**Records for processing**
PR #2058, opened 2024-10-25
fix(visual-editing): remove useOptimistic nullable check

rdunk:
There are likely scenarios where you would want to use `useOptimistic` with a nullable passthrough value. For example when rendering a page with an optionally empty value.

This PR just removes the nullable `lastPassthrough` check. I'm sure it was there for good reason, but I haven't been able to find a situation where removing it causes issues so far.

@stipsan assigning you to this as you wrote it originally and probably have a good idea of why that check exists.


stipsan (approved):
Pretty sure the check was there because I wasn't aware of the nullable case, so I'm approving 👍

PR #2070, opened 2024-10-30
chore: add knip

rdunk:
[Knip](https://knip.dev/) is pretty cool, I know this was considered a while back, and there were reports of too many false positives from other devs that had used this internally, but it looks to be generally pretty good on this repo. So opening this as a nice to have in case others are interested.


stipsan (approved):
Awesome!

**What is required**
Without changing a word, restate the whole listing.

**Exercise answer**
PR #2058, opened 2024-10-25
fix(visual-editing): remove useOptimistic nullable check

rdunk:
There are likely scenarios where you would want to use `useOptimistic` with a nullable passthrough value. For example when rendering a page with an optionally empty value.

This PR just removes the nullable `lastPassthrough` check. I'm sure it was there for good reason, but I haven't been able to find a situation where removing it causes issues so far.

@stipsan assigning you to this as you wrote it originally and probably have a good idea of why that check exists.


stipsan (approved):
Pretty sure the check was there because I wasn't aware of the nullable case, so I'm approving 👍

PR #2070, opened 2024-10-30
chore: add knip

rdunk:
[Knip](https://knip.dev/) is pretty cool, I know this was considered a while back, and there were reports of too many false positives from other devs that had used this internally, but it looks to be generally pretty good on this repo. So opening this as a nice to have in case others are interested.


stipsan (approved):
Awesome!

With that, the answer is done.